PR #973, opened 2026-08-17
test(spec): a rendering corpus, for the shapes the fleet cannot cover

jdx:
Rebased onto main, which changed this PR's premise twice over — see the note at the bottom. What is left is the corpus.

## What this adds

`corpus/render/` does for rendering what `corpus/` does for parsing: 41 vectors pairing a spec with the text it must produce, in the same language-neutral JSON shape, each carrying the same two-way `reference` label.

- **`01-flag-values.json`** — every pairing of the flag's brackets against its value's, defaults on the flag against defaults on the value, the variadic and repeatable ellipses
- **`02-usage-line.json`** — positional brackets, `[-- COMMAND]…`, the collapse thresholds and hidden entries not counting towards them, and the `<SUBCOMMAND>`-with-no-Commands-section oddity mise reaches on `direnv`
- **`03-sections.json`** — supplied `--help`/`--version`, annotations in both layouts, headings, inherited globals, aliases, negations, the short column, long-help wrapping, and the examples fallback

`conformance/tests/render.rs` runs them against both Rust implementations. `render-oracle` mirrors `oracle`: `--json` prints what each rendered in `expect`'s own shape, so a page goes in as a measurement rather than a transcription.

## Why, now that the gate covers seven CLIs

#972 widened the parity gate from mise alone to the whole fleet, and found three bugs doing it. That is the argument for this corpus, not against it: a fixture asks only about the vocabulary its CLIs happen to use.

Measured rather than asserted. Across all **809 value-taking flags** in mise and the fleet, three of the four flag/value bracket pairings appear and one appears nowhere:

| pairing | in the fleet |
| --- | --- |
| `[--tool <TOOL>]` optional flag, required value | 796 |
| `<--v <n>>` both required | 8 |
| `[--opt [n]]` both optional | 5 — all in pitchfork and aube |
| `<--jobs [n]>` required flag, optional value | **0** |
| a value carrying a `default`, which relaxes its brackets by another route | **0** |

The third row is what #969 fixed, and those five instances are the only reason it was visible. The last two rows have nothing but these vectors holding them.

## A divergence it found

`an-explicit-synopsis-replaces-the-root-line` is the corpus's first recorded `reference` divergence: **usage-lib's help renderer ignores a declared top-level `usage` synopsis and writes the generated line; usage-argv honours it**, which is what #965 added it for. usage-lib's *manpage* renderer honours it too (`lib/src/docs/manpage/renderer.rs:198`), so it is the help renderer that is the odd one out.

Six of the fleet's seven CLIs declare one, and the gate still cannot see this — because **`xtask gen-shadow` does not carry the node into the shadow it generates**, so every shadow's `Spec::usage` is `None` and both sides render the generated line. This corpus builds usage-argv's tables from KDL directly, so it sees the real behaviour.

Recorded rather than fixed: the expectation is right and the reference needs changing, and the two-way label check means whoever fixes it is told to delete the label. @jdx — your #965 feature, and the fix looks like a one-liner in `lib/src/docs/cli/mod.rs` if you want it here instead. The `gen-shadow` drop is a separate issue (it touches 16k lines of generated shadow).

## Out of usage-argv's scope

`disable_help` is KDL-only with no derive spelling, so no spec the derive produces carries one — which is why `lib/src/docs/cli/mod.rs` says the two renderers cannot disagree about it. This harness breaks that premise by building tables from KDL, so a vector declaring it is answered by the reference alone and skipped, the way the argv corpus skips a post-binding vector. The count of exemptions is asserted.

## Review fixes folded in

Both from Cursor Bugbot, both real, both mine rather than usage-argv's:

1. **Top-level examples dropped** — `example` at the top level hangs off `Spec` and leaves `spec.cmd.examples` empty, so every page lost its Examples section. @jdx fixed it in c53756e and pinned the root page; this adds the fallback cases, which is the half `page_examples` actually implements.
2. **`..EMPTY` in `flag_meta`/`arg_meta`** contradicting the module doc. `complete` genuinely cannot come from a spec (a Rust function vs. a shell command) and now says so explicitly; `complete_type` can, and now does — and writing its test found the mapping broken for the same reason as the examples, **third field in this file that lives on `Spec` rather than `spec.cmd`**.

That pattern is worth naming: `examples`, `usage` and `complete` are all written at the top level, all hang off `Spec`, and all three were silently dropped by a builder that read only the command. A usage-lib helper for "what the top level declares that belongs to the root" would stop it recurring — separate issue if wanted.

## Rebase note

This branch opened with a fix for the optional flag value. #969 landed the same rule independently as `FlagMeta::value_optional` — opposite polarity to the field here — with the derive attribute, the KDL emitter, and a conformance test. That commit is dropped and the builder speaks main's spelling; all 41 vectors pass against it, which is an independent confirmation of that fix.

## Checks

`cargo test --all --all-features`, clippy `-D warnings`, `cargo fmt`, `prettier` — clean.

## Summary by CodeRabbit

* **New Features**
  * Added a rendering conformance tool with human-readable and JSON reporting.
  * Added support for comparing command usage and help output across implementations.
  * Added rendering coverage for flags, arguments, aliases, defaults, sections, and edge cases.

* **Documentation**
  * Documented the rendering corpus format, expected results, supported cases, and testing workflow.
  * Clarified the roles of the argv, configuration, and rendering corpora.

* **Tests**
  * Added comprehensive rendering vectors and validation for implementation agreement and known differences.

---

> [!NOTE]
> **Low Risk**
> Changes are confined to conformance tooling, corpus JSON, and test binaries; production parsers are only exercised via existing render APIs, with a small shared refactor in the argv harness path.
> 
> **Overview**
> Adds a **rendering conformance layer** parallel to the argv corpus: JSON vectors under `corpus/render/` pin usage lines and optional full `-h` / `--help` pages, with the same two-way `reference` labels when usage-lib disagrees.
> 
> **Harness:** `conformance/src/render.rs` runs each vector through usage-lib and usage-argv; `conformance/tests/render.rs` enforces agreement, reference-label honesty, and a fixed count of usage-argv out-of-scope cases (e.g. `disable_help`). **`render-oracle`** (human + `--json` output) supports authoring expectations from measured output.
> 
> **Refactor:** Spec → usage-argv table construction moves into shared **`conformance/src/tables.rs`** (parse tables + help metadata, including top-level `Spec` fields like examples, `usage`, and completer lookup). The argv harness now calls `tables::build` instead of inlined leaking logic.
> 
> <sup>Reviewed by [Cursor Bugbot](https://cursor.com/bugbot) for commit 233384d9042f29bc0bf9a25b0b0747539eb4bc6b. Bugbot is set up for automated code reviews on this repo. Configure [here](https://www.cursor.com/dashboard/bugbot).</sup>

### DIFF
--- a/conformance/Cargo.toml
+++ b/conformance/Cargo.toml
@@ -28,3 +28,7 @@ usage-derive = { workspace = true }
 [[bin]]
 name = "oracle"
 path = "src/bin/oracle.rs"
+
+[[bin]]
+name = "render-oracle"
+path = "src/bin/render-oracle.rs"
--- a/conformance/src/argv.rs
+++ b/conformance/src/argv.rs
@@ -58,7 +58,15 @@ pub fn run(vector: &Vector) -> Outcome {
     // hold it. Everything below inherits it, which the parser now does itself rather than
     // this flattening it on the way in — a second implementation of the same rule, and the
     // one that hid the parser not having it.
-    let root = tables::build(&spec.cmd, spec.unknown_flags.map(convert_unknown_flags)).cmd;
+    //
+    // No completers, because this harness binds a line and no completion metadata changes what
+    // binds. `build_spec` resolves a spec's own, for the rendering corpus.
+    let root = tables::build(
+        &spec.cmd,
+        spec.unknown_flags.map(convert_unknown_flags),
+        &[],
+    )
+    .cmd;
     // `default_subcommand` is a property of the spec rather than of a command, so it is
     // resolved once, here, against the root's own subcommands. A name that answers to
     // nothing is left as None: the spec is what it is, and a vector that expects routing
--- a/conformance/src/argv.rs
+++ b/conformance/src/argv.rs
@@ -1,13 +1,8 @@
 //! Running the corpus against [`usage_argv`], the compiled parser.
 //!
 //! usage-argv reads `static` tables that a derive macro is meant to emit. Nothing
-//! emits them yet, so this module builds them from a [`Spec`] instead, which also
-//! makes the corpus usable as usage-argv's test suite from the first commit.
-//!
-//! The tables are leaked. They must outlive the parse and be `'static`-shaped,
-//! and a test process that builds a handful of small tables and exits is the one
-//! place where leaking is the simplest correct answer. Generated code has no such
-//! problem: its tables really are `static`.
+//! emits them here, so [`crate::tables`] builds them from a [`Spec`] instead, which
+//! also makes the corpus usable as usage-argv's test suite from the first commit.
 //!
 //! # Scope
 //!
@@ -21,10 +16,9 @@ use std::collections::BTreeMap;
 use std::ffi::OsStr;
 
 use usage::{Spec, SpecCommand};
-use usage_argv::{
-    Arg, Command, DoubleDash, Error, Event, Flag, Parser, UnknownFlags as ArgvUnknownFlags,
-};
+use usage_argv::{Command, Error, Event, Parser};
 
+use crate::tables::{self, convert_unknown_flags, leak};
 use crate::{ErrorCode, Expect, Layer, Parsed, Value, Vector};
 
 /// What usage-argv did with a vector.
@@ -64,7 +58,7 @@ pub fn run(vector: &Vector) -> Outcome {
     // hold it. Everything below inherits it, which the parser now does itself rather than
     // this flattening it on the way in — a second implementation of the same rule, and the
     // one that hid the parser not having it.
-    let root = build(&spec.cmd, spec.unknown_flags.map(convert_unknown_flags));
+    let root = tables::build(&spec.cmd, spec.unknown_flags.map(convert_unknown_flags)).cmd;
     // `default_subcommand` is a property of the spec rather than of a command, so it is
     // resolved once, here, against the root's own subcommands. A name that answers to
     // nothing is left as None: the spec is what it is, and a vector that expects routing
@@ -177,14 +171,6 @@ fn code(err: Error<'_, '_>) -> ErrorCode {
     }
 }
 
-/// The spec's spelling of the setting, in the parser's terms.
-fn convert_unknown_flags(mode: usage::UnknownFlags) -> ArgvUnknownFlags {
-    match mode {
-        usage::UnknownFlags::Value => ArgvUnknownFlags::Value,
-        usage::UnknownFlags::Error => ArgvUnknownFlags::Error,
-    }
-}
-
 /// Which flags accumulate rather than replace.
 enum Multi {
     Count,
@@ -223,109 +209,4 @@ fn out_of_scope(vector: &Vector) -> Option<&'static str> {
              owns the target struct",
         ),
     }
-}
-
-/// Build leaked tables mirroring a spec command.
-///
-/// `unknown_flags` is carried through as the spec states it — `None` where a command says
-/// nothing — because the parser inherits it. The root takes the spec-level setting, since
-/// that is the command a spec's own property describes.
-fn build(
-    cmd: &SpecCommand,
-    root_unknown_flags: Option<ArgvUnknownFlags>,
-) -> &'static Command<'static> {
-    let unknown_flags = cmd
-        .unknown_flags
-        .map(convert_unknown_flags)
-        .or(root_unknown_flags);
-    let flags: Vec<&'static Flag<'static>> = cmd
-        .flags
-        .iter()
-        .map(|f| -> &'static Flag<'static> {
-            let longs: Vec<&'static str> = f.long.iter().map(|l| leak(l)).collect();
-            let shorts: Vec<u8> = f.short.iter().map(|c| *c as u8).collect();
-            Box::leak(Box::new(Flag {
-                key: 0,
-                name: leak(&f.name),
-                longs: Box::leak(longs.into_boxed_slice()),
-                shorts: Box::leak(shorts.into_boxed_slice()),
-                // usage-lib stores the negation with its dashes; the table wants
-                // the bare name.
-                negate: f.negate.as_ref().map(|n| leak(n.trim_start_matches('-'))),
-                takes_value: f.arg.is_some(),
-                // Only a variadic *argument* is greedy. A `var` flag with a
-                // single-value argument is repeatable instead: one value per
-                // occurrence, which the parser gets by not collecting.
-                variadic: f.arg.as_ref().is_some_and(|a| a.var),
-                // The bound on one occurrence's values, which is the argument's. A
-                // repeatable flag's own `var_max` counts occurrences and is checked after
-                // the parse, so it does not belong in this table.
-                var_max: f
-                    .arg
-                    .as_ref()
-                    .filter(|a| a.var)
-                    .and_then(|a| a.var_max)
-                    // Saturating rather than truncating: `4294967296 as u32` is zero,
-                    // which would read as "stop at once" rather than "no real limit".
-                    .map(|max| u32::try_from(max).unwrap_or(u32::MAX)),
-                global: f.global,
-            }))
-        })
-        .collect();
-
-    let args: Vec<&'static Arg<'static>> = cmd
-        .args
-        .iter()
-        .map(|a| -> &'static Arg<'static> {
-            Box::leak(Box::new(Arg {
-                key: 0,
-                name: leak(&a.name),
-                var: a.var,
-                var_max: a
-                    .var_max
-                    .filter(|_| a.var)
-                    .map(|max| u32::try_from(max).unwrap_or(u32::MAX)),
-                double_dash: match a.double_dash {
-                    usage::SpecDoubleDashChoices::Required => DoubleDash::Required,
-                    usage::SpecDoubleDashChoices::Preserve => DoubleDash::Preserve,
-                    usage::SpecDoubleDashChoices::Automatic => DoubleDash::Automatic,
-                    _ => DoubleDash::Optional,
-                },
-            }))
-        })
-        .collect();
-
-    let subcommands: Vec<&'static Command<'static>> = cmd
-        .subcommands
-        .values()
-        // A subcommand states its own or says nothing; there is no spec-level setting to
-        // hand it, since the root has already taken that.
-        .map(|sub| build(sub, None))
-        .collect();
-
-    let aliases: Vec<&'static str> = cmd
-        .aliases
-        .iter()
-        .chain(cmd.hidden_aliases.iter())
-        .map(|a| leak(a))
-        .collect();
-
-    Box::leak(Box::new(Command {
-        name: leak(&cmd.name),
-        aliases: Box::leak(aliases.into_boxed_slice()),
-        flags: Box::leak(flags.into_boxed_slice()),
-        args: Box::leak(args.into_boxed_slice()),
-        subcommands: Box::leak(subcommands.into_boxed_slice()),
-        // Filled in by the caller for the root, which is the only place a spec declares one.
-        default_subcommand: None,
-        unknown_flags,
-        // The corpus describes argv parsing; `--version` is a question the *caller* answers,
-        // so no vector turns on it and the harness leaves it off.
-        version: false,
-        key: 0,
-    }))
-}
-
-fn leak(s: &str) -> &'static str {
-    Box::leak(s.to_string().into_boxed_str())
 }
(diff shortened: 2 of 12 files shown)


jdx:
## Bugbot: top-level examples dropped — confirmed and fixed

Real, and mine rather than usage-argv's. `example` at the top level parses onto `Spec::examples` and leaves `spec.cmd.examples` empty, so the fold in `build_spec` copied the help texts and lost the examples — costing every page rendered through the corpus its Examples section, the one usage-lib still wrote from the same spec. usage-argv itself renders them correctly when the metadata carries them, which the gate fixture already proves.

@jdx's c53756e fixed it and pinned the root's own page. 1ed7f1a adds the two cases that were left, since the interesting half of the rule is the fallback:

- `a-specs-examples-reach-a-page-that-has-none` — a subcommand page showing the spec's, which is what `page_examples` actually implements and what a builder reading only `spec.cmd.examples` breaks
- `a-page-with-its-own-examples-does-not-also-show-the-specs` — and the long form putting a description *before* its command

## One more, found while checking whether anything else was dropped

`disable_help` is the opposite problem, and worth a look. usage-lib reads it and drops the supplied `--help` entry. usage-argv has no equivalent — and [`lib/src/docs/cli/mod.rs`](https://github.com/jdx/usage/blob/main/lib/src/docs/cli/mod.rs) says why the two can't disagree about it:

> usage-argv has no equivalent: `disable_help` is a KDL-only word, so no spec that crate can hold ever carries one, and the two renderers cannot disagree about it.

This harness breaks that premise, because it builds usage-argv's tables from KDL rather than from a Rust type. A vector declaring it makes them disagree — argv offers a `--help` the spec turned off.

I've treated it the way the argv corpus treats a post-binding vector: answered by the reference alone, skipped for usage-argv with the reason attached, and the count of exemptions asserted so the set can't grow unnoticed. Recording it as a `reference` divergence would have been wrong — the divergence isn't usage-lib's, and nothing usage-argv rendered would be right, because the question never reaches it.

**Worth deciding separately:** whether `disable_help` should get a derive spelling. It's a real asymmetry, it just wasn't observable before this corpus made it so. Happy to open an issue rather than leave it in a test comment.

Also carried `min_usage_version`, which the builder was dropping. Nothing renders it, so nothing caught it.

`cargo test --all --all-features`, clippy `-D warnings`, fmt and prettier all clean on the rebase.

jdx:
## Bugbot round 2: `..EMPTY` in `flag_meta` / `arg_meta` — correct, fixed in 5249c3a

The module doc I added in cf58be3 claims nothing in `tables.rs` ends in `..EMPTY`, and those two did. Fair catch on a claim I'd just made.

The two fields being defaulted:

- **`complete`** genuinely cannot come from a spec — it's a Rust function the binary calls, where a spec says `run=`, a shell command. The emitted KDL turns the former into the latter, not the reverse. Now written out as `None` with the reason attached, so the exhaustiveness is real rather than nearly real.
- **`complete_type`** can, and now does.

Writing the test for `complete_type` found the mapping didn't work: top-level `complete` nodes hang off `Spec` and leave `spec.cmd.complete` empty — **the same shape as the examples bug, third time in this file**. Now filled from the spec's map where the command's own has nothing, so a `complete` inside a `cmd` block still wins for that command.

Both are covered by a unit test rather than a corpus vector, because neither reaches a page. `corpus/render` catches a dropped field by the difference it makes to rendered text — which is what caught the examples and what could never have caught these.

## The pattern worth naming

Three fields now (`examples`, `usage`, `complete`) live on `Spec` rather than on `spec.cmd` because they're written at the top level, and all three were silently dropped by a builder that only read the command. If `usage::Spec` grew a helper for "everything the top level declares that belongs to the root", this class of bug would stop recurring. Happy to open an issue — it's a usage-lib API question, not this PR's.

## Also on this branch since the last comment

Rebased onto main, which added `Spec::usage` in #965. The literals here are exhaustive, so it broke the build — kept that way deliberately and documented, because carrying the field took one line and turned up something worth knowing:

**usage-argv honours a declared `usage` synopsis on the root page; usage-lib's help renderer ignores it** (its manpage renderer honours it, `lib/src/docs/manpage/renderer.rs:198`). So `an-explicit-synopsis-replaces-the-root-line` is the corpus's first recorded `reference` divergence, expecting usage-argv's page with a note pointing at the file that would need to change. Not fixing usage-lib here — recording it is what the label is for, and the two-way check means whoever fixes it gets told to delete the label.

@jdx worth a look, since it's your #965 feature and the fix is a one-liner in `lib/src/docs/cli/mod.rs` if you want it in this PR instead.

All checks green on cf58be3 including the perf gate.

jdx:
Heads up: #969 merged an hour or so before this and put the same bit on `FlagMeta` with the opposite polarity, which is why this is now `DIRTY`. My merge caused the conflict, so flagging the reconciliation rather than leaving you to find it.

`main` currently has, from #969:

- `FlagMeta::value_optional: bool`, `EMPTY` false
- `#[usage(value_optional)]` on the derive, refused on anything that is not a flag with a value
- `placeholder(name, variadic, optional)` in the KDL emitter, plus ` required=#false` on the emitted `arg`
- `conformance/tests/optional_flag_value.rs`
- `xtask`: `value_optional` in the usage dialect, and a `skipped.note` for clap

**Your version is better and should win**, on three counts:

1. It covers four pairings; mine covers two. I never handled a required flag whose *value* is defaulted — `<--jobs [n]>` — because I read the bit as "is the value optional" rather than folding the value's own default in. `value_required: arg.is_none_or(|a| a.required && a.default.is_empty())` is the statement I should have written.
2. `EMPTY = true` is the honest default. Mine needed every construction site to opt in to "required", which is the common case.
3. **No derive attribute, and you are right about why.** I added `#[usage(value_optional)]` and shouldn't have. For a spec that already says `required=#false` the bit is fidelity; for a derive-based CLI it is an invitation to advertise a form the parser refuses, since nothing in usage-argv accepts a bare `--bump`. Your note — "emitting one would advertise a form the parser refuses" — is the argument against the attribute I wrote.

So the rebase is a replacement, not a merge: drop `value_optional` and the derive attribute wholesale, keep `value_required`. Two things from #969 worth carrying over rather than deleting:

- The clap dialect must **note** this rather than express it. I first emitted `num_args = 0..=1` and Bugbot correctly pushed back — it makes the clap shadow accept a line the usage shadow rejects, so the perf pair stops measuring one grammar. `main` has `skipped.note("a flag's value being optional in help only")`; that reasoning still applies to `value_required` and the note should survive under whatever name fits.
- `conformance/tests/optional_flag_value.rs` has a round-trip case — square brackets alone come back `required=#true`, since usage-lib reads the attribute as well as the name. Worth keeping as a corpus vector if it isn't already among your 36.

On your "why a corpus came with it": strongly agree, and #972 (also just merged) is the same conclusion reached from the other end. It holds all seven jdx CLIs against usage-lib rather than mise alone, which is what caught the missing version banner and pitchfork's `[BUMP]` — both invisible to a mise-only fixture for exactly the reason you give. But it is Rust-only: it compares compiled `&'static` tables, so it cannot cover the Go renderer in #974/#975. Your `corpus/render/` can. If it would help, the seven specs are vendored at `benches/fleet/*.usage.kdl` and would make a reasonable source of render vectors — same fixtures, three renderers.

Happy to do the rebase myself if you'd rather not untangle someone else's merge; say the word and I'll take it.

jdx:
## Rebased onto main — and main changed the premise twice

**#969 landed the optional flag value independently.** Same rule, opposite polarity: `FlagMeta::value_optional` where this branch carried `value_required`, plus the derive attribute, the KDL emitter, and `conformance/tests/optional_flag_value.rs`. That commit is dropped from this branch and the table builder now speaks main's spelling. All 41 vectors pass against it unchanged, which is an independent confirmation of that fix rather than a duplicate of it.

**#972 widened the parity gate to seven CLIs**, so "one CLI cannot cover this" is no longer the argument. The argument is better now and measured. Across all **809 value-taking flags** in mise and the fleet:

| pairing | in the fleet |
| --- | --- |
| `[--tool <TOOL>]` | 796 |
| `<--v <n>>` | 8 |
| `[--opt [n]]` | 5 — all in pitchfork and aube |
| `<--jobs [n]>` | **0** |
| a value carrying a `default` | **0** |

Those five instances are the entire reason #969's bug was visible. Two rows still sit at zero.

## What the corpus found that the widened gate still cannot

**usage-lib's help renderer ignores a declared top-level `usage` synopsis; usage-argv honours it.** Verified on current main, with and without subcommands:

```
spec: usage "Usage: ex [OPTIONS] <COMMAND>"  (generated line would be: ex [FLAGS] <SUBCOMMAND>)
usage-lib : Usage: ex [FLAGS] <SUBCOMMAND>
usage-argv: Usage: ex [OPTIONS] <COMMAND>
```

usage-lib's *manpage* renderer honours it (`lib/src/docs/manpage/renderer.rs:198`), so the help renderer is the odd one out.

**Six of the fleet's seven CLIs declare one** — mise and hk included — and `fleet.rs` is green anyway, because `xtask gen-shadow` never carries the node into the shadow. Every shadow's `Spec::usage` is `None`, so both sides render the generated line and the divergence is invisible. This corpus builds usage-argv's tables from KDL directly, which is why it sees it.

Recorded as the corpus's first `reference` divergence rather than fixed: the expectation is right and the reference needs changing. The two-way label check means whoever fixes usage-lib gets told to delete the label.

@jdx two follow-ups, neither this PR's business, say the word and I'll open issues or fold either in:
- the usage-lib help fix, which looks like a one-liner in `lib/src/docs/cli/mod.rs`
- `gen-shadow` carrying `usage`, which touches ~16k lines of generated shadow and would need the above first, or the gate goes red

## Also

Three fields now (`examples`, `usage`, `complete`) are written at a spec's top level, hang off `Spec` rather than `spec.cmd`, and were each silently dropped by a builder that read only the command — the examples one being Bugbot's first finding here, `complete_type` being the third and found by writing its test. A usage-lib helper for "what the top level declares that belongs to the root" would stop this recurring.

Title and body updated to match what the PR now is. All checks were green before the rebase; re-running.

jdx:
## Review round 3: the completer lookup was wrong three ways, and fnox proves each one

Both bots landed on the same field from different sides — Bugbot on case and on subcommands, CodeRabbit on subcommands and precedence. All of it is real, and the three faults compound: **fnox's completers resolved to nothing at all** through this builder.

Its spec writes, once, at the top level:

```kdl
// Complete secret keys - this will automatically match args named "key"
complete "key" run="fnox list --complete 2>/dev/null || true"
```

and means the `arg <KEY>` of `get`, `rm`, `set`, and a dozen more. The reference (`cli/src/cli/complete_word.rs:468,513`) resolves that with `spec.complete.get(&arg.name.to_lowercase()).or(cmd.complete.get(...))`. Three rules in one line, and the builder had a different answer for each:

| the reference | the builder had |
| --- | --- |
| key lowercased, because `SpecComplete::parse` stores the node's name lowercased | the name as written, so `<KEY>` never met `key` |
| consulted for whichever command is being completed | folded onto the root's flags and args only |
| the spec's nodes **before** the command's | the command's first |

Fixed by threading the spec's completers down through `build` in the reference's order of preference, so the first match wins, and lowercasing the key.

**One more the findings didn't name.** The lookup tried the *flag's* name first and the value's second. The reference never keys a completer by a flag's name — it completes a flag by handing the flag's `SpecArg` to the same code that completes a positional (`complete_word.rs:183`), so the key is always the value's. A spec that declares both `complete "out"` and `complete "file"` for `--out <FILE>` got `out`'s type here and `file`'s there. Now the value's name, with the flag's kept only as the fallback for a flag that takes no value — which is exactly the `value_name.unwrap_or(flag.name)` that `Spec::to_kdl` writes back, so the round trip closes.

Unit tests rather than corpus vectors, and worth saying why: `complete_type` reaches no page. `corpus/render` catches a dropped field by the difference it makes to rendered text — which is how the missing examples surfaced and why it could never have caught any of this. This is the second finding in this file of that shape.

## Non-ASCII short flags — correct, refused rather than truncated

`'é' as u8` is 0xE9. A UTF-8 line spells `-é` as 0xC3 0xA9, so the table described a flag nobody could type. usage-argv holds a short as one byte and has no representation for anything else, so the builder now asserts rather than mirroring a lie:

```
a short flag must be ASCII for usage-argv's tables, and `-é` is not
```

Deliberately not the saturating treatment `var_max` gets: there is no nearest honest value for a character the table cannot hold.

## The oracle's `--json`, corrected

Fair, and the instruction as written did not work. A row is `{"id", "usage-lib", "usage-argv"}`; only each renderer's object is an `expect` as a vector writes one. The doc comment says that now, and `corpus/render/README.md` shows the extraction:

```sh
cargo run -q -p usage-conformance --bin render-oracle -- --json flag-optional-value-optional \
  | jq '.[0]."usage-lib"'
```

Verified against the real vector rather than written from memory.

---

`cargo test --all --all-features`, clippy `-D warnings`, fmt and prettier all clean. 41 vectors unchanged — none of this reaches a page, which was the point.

▶ WORK TASK
Please retype, with no changes, the lines that run from the first line of the entries to the line with "and repeatable ellipses", both ends included.

▶ TASK RESPONSE
PR #973, opened 2026-08-17
test(spec): a rendering corpus, for the shapes the fleet cannot cover

jdx:
Rebased onto main, which changed this PR's premise twice over — see the note at the bottom. What is left is the corpus.

## What this adds

`corpus/render/` does for rendering what `corpus/` does for parsing: 41 vectors pairing a spec with the text it must produce, in the same language-neutral JSON shape, each carrying the same two-way `reference` label.

- **`01-flag-values.json`** — every pairing of the flag's brackets against its value's, defaults on the flag against defaults on the value, the variadic and repeatable ellipses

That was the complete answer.